When this happens, AP teachers are placed in a difficult position. They must choose between teaching the course in a way that covers the material necessary to pass the exam or using up as much class time as necessary for remedial material. If they choose the latter they cheat those students who are prepared to take the course, if they choose the former they must leave some students hopelessly befuddled. Faced with this Scylla and Charybdis, the only sure outcome is unhappiness all around. Schools that screen students carefully before allowing them to take AP courses are the only ones that make full use of the considerable resources required to teach advanced courses.
PUP: And now to one of the hot-button issues in contemporary education policy — Value-Added Models of teacher evaluation. In the book you provide real evidence that this system simply doesn’t work as it stands now. Can you explain this a bit further?
HW: Evaluating a professional’s competence is a task that has a long and rocky history. Many people have worked on this in the past, and many more are working on it right now. Why don’t we learn from what is done with other professionals? How are lawyers or doctors evaluated? I suspect that if patient outcome was the principal datum in physician evaluation we would see many more dermatologists and far fewer oncologists. While it is obvious in medicine that the success of a physician is crucially dependent on the overall health of the patient, proponents of Value-Added Models seem to believe that a teacher can be evaluated without regard to the students’ initial ability. There is this mistaken belief that somehow the magic of statistics can make equal things that are not. It can’t.
PUP: You speak highly of computer adaptive testing in Uneducated Guesses, what is that exactly?

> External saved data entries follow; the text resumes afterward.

PR #2913, opened 2023-10-17
LF-3637(3): Update the date inputs used in date range selector [integration]

SayakaOno:
**Description**

Update the date range selector using the new one ([PR](https://github.com/LiteFarmOrg/LiteFarm/pull/2897)) and the new class ([PR](https://github.com/LiteFarmOrg/LiteFarm/pull/2898)).

- update `date_range` data structure in the store.
  Before:  
  ```
  { startDate: ..., endDate: ... }
   ```
   After:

HW:To be efficient a test should be aimed at the ability of the examinee. It makes no sense to ask calculus questions of 3rd graders. Mass-administered tests have to have questions that span the range of ability of the examinees. This means that there will be questions that are inappropriately difficult for some people and inappropriately easy for others. A computer adaptive test, a CAT, fixes this. It asks the examinee a question of middling difficulty. If the examinee gets it right it asks a more difficult one. If the examinee gets it wrong it asks an easier one. In this way it can quickly zero in on the appropriate level. In practice we have found that a CAT only needs about half as many questions as a paper & pencil test to arrive at a score of comparable accuracy. For some purposes this is a significant saving.

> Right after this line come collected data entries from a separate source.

PR #2720, opened 2023-06-07
Lf 3271 remove unused code

Duncan-Brain:
**Description**

This continues the work of #1920. It is a whopping 14,305 deletions and 94 files changed. Some of the feature deletion may extend beyond the other PR files touched but tries to keep the same scope.

The commits try to focus on one single feature at a time. This should allow the ability to git cherry pick and revert any feature that is wanted in the future. There are a few commits that apply to a few features.

The commits remove the following:
- unused crypto keypair utility
- export all farm data feature (GDPR?)
- Insight - People Fed
- Insight - Erosion
- Insight - Water Balance & Scheduler
- Insight - Nitrogen balance & Scheduler
- Insight - shared components between Water Balance and Nitrogen Balance
- Sales Summary
- unused getAuth0Url utility
- Shift and shift task feature
- continue removing shift and shift task feature
- unused userFarm enum
- unused Job - compress image
- unused URLs in apiConfig
- Insight - helper function
- non-existent routes
- merge integration

Things I did not keep from #1920:
- CustomSignUp/saga.js Url improvements
- deletion of:
  - station_sync/mapping
  - certifier_country Model
  - country Model
  
 Things/references that were not deleted:
- migrations - for obvious reasons
- seed table database - need to review if this affects migrations or testing
- Unused Tables in the database - Will make a jira ticket to review this
- Other unused files/features discovered along the way - Will make another Jira ticket for this as well

Using `git ls-files | xargs wc -l` we see there are about ~501,783 lines of code so this is a 3% of that lol.

Jira link: [LF-3271](https://lite-farm.atlassian.net/browse/LF-3271)

**Type of change**

- [ ] Bug fix (non-breaking change which fixes an issue)
- [ ] New feature (non-breaking change which adds functionality)
- [ ] Breaking change (fix or feature that would cause existing functionality to not work as expected)
- [ ] This change requires a documentation update

**How Has This Been Tested?**

Please describe the tests that you ran to verify your changes. Provide instructions so we can reproduce. Please also list any relevant details for your test configuration

- [ ] Passes test case
- [ ] UI components visually reviewed on desktop view
- [ ] UI components visually reviewed on mobile view
- [ ] Other (please explain):

There are a few areas I would expect to see issues if they were being caused:
- Biodiversity insights
- Finances: labour expenses (there are existing console errors here with the dropdown)
- Authentication: (shift and shift task was the most intertwined but still unused)

Jest tests:
- still are working for me with less tests skipped
[...]

PR #2923, opened 2023-10-24
LF-3757 Remove associated with agriculture question and logic from revenue types

kathyavini:
**Description**

Kevin's instructions in the Slack thread (linked in Jira) read:

> I'm hoping we can just hide the question and null the values for now rather than remove it from the schema.

So I initially removed `agriculture_associated` everywhere except the database (because of the reference to schema), but the phrase "hide the question" (i.e. comment out, I think) makes me believe we want to keep this as reversible as possible. Therefore I have:

- nulled the value in the database (without changing underlying database schema) or default value
- ~~_commented out_~~ deleted all references to the dependent logic between `agriculture_associated` and `crop_generated` in backend and frontend
- retained `agriculture_associated` as a required property but set it to `null` in the model. This means anything other than a `null` value (as the frontend now supplies) will cause an error, but when we are ready to reverse this change we can still do a text string search on `agriculture_associated` to restore the previous behaviour

Jira link: https://lite-farm.atlassian.net/browse/LF-3757

**Type of change**

**How Has This Been Tested?**

- [x] Passes test case
- [ ] Other (please explain)

**Checklist:**

### DIFF
--- a/packages/api/db/migration/20231024164318_null_agricuture_associated.js
+++ b/packages/api/db/migration/20231024164318_null_agricuture_associated.js
@@ -1,0 +1,36 @@
+/*
+ *  Copyright (c) 2023 LiteFarm.org
+ *  This file is part of LiteFarm.
+ *
+ *  LiteFarm is free software: you can redistribute it and/or modify
+ *  it under the terms of the GNU General Public License as published by
+ *  the Free Software Foundation, either version 3 of the License, or
+ *  (at your option) any later version.
+ *
+ *  LiteFarm is distributed in the hope that it will be useful,
+ *  but WITHOUT ANY WARRANTY; without even the implied warranty of
+ *  MERCHANTABILITY or FITNESS FOR A PARTICULAR PURPOSE. See the
+ *  GNU General Public License for more details, see <https://www.gnu.org/licenses/>.
+ */
+
+/**
+ * @param { import("knex").Knex } knex
+ * @returns { Promise<void> }
+ */
+export const up = async function (knex) {
+  await knex('revenue_type').update({
+    agriculture_associated: null,
+  });
+};
+
+/**
+ * @param { import("knex").Knex } knex
+ * @returns { Promise<void> }
+ */
+export const down = async function (knex) {
+  /* Down function will set agricuture_associated to its default value, but any previous data in this column cannot be restored -- i.e. the data migration is irreversible */
+
+  await knex('revenue_type').update({
+    agriculture_associated: true,
+  });
+};
--- a/packages/api/src/controllers/revenueTypeController.js
+++ b/packages/api/src/controllers/revenueTypeController.js
@@ -27,11 +27,12 @@ const revenueTypeController = {
         const data = req.body;
         data.revenue_translation_key = baseController.formatTranslationKey(data.revenue_name);
 
-        if (!data.agriculture_associated && data.crop_generated) {
-          return res.status(400).json({
-            error: 'Revenues not associated with agriculture cannot be generated from crops',
-          });
-        }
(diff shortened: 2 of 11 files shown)


Duncan-Brain:
I might just note that it is still easily reversible by keeping a branch open with the changes in place or checking git history without leaving commented code in production.

kathyavini:
@Duncan-Brain What does this mean?

> by keeping a branch open, jira ticket blocked, with the changes in place

I don't mind deleting (that's what I started doing initially), I just questioned if that was in the spirit of what Kevin was asking for with "hiding" (vs "removing") the question. For April release he had us comment stuff out that was restored right afterwards... but not sure if this is one of those cases or more of an indefinite hide, in which case I would also prefer the comments gone 🙂

@antsgar what do you think?

Duncan-Brain:
I just meant you can keep an "add agricultural_associated back in" Jira ticket open with a branch that fixes it all ready to go. Then if you put that Jira ticket in the blocked column they may remember to revisit it.

I don't think Kevin cares how, just as long as it is easily undoable, and we keep your work done. I think we should follow good practice and remove the code since it could take a while for them to figure out what they want. This still fits the requirement of "as reversible as possible". Do you remember the feature graveyard that was "Remove unused code" https://github.com/LiteFarmOrg/LiteFarm/pull/2720 that was all on production haha

kathyavini:
@Duncan-Brain I remember the feature graveyard!!! 🤣 I'll delete the comments!!

packages/api/db/migration/20231024164318_null_agricuture_associated.js
```diff
@@ -0,0 +1,36 @@
+/*
```
Duncan-Brain, line 1: So, lol .. my interpretation of what Kevin was asking was -- "migrations are a pain/should be used sparingly so if we can remove this without affecting the db or schema that would be sweet" 

Just like the commented code and if we are doing a migration anyways... should we just remove it and add it back in with the rest of the "ready-to-go" PR since it is just as easy to dropColumn? We can set preexisting custom types to null at that point too if that has some usefulness. 

There are so many unused ghost tables and columns in the db that should be re-evaluated too.  For example in task table there is a "photo, and action_needed" alluding to unimplemented features of the past.

kathyavini: Hmmm, I'm not sure about that. If you read the full Slack thread, Kevin mentioned several times that he wanted the column to stay in the database specifically with value `null` value. I would prefer to write the migration that Kevin asked for, since it was the migration that Kevin asked for!

I was also thinking of the weird orphan unused columns that sprinkle the database (ugh), but the thread says this is a funded module and that question is relevant to research, so I don't think it's going to be abandoned entirely.

Duncan-Brain: I am good with @antsgar  deciding best practice here and me just approving. But I am seeing nothing about the importance of keeping the column for this rollback in that Slack thread so much as generally when making db columns providing the option for null vs default(true) -- and setting null when the value is unknown. 

Kevin:

> In the general case, I think it's really valuable to have null, false, true for data points. Otherwise you can make assumptions around the shape of the data that are actually just default values. .......  there's a lot of hands in the pot, so while we may "know" that this true doesn't mean anything, someone forking LiteFarm for their own uses may not.

Duncan-Brain (dismissed):

antsgar (commented):
Looks good to me! 🙌 only one minor detail -- since the "crop generated" question used to be below the agriculture one, it currently has a wider top padding of 32 px instead of 12px.

Duncan-Brain (approved):

antsgar (approved):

PUP: Computer adaptive tests seem like the way to go, so why do you think institutions are not adopting the method?
HW: They are expensive to implement because they require a large pool of items to be included that have all been pre-calibrated. Such a system can be done by a large commercial testing organization (e.g. ETS, the US military, the College Board, ACT) but it is nigh onto impossible for a classroom teacher.
PUP: What do you believe is the largest misconception about the school system in the United States?

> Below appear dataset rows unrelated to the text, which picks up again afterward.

PR #2927, opened 2023-10-25
Lf 3679 add support for short description to custom expense revenue type creation read only and edit screens

Duncan-Brain:
**Description**

This adds the custom description to the edit, add, readonly views. 

Adds any updates to selectors, controller updates as needed to function.

Minor naming updates.

Fix expense and revenue name translations.

Note: For some reason I cant explain sometimes useTranslation needs the name of the file to use or it just displays the translation key.

Jira link: [LF-3679](https://lite-farm.atlassian.net/browse/LF-3679)

**Type of change**

**How Has This Been Tested?**

- [ ] Passes test case
- [ ] Other (please explain)

**Checklist:**

[LF-3679]: https://lite-farm.atlassian.net/browse/LF-3679?atlOrigin=eyJpIjoiNWRkNTljNzYxNjVmNDY3MDlhMDU5Y2ZhYzA5YTRkZjUiLCJwIjoiZ2l0aHViLWNvbS1KU1cifQ


packages/api/src/controllers/revenueTypeController.js
```diff
@@ -154,7 +155,10 @@ const revenueTypeController = {
       const trx = await transaction.start(Model.knex());
       const { revenue_type_id } = req.params;
       const farm_id = req.headers.farm_id;
-      const data = { revenue_name: req.body.revenue_name };
+      const data = {
+        revenue_name: req.body.revenue_name,
+        custom_description: req.body.custom_description ?? null,
```
Duncan-Brain, line 160: I need to change this to undefined so it passes tests and does not overwrite the description. 

But just figuring out why it is failing as is right now since null is valid.

Duncan-Brain: Classic forgot to migrate testing db goodbye 2 hours. 😢  Anyways this actual problem is fixed.

packages/api/src/controllers/revenueTypeController.js
```diff
@@ -148,7 +149,10 @@ const revenueTypeController = {
       const trx = await transaction.start(Model.knex());
       const { revenue_type_id } = req.params;
       const farm_id = req.headers.farm_id;
-      const data = { revenue_name: req.body.revenue_name };
+      const data = {
+        revenue_name: req.body.revenue_name,
+        custom_description: req.body.custom_description ?? undefined,
```
kathyavini, line 154: Why `undefined`? It looks like our ORM / db is going to coerce that into an empty string (is that what you see in your local db?) so wouldn't it make more sense to set it to an empty string explicitly here?

And this is an API check, right? Since the frontend will always send this field even if it's just an empty string?

packages/webapp/src/containers/Finances/AddSale/index.jsx
```diff
@@ -51,7 +55,7 @@ function AddSale() {
     <HookFormPersistProvider>
       <GeneralRevenue
         onSubmit={onSubmit}
-        title={t('common:ADD_ITEM', { itemName: revenueType?.revenue_name })}
+        title={t('common:ADD_ITEM', { itemName: translatedRevenueName })}
```
kathyavini, line 58: Ooops, how long did we have that bug in there 😆

packages/webapp/src/containers/Finances/CustomExpenseType/EditSimpleCustomExpense.jsx
```diff
@@ -46,10 +56,10 @@ function EditCustomExpense({ history, match }) {
         buttonText={t('common:SAVE')}
         pageTitle={t('EXPENSE.ADD_EXPENSE.CUSTOM_EXPENSE_TYPE')}
         inputLabel={t('EXPENSE.ADD_EXPENSE.CUSTOM_EXPENSE_NAME')}
-        customTypeRegister={CUSTOM_EXPENSE_NAME}
-        defaultValue={expense_name}
+        nameFieldRegisterName={CUSTOM_EXPENSE_NAME}
+        typeDetails={{ name: translatedExpenseName, description: translatedCustomDescription }}
         validateInput={hookFormUniquePropertyValidation(
-          expenseTypes,
+          expenseTypesWithoutSelectedType,
```
kathyavini, line 62: Subjective and completely optional but why not `otherExpenseTypes`?

packages/webapp/src/components/Forms/SimpleCustomType/constants.js
```diff
@@ -0,0 +1,17 @@
...
+ *  (at your option) any later version.
+ *
+ *  LiteFarm is distributed in the hope that it will be useful,
+ *  but WITHOUT ANY WARRANTY; without even the implied warranty of
+ *  MERCHANTABILITY or FITNESS FOR A PARTICULAR PURPOSE. See the
+ *  GNU General Public License for more details, see <https://www.gnu.org/licenses/>.
+ */
+
+export const CUSTOM_DESCRIPTION = 'custom_description';
+export const DESCRIPTION_MAX_CHARS = 256;
```
kathyavini, line 17:
```suggestion
export const DESCRIPTION_MAX_CHARS = 255;
```

Submitting 256 chars produced this 400 response for me:

Screenshot 2023-10-26 at 3 35 59 PM

And I got this pasting the same 256 char string into my db directly:

Screenshot 2023-10-26 at 3 13 37 PM

Not sure where db got that 255 value though, I see it wasn't in the migration.

packages/webapp/src/stories/Pages/Finance/PureExpenseDetail.stories.jsx
```diff
@@ -30,7 +30,7 @@ const args = {
     console.log('Go back');
   },
   inputLabel: 'Custom Type Name',
-  customTypeRegister: 'custom_type_name',
+  nameFieldRegisterName: 'custom_type_name',
```
kathyavini, line 33: Oh no did I write this?? 😳 

It's a sloppy copy-paste from the story below! There's no need for those two props in this component (I was like... why would Expense Detail need to be Edited here??!) Sorry!! Can you delete both `inputLabel` and `nameFieldRegisterName`?

kathyavini (commented):
Looks good, works well!

The only thing that I though needed definite fixing is the max character (at least on my db; dunno if the limit on character varying might be one of those database-dependent default properties though, that would be kind of annoying!)

But I wanted to clarify the handling of the custom description column to make sure the intention was to have `null` in some cases and an empty string in others, and which cases in particular need each kind of "empty" datatype.

kathyavini (changes requested):
Discussed on our Slack thread with Loïc, but wanted to keep the GitHub updated too:

The description should be capped at 125 characters and the input for it should be a textarea input, not a one-line input (per Figma).

packages/api/src/controllers/farmExpenseTypeController.js
```diff
@@ -38,6 +38,7 @@ const farmExpenseTypeController = {
           } else {
             // if its deleted, them make it active
             record.deleted = false;
+            record.custom_description = data.custom_description ?? null;
```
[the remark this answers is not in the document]
Duncan-Brain: Good spotting!

Yeah I don't like how this is handled either with regards to un-retiring. But basically the logic is.. if they are un-retiring a type using the same name -- description supplied may be different so that should update. -- Really don't love it but if someone is making a new type that would normally succeed if there is a duplicate name than it should show all the inputted data. 

Any empty strings are definitely a mistake. And this should be undefined so as not to mess with the existing description. I just forgot to apply it to all the instances.

packages/api/src/controllers/revenueTypeController.js
Duncan-Brain: Yeah so it stays what it is before. I don't really like how this endpoint is not just using the raw request body and removing additional properties but yah.  Frontend should not send an empty string I hope but yeah mostly API check.

packages/api/src/controllers/farmExpenseTypeController.js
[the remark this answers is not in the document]
kathyavini: Don't worry about un-retiring via add as we are removing that before release ([Jira ticket](https://lite-farm.atlassian.net/browse/LF-3666)

packages/webapp/src/containers/Finances/AddSale/index.jsx
Duncan-Brain: 🙏  thanks! And no worries I might've done it too ahah I forget. I noticed it in the edit values which shouldn't really be able to see defaults but they can.

packages/webapp/src/stories/Pages/Finance/PureExpenseDetail.stories.jsx
Duncan-Brain: Good eye! I will check that out!

packages/webapp/src/components/Forms/SimpleCustomType/constants.js
kathyavini: Will do; I'll follow-up on the length if you don't get to connect with Loïc before end of day. With the move to textarea half of the main UX issue with the longer field is negated, and I agree with the value of easy-to-pick-out in a list.

Duncan-Brain: Thanks, appreciate that! -- such a minor detail but its fun to think about haha

packages/api/src/controllers/farmExpenseTypeController.js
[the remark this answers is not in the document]
Duncan-Brain: I like to keep things working in case it gets moved to nice to have haha.

But nullish coalescing got me in trouble here. Empty strings should not be permitted and I forget it works differently than ternary or regular logic.

packages/webapp/src/stories/Pages/Finance/PureExpenseDetail.stories.jsx
Duncan-Brain: gone!

Duncan-Brain:
Fixes required edits to InputAutoSize to match input placeholder. Cancel also added to match figma.

packages/api/src/controllers/farmExpenseTypeController.js
```diff
@@ -38,13 +38,16 @@ const farmExpenseTypeController = {
           } else {
             // if its deleted, them make it active
             record.deleted = false;
+            record.custom_description = data.custom_description || undefined;
```
kathyavini, line 41: **This is an optional suggestion, it doesn't change functionality!**

Now that I understand what the goal is with in the database column (`null` if it's not a string value, and no need to distinguish between API and frontend), I think the more common pre-existing pattern would be to clean it up between the `onSubmit` and the saga in the frontend, e.g.:

```js
  const onSubmit = (data) => {
    const payload = {
      ...data,
      custom_description: data.custom_description || undefined, // or null
    };
    dispatch(addCustomExpenseType(payload));
  };
  ```
 
If it stays in the controller you can move the `|| undefined` line to the top so it doesn't have to be duplicated in both logical branches.

File: packages/api/src/controllers/farmExpenseTypeController.js [hunk 9]
```diff
@@ -156,6 +159,8 @@ const farmExpenseTypeController = {
         }
 
         data.expense_translation_key = baseController.formatTranslationKey(data.expense_name);
+        //prevent empty strings
+        data.custom_description = data.custom_description || undefined;
```
kathyavini, line 163: **This is actual buggy behaviour, it will need fixing**

The user needs to be able to delete an existing description by clearing that text area, but using `undefined` means that the original description will always persist once it's set. It needs to be set explicitly to `null`.

If done in the frontend:
```jsx
  const onSubmit = (payload) => {
    dispatch(
      updateCustomExpenseType({
        ...payload,
        custom_description: payload.custom_description || null,
        expense_type_id,
      }),
    );
  };
  ```

Or leaving logic where it is:
```suggestion
        data.custom_description = data.custom_description || null;
```

packages/api/src/controllers/revenueTypeController.js
```diff
@@ -148,7 +151,10 @@ const revenueTypeController = {
       const trx = await transaction.start(Model.knex());
       const { revenue_type_id } = req.params;
       const farm_id = req.headers.farm_id;
-      const data = { revenue_name: req.body.revenue_name };
+      const data = {
+        revenue_name: req.body.revenue_name,
+        custom_description: req.body.custom_description || undefined,
```
kathyavini, line 156:
```suggestion
        custom_description: req.body.custom_description || null,
```

As above.

kathyavini (commented):
Changes look good and the text area in the form is 👌 There are just two remaining bits with the database/data handling -- one optional, and one that is a bug (I indicated which is which in the inline comments)

@antsgar with Duncan on leave, what is the best way to address these?

antsgar:
@kathyavini I've made the changes requested in this PR, can you take a look again when you have a minute?

kathyavini (approved):
Looks good, thanks! That's a good way to handle the un-retire if we indeed end up having to leave it in.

HW: That it can work miracles without the full cooperation of parents and without a lot of money.
To discuss this we must use the right words. We must distinguish between education and schooling. The former takes place 24 hours a day and for most of that time is determined by the home, the community, the church, and the school. The latter takes place for six hours a day, 5 days a week, 30 weeks a year. To have an effective education system, all of the components must work together toward common goals. To leave it to teachers whose schools are too often so short of resources that they, the teachers, end up having to buy classroom supplies from their own funds, is a recipe for failure.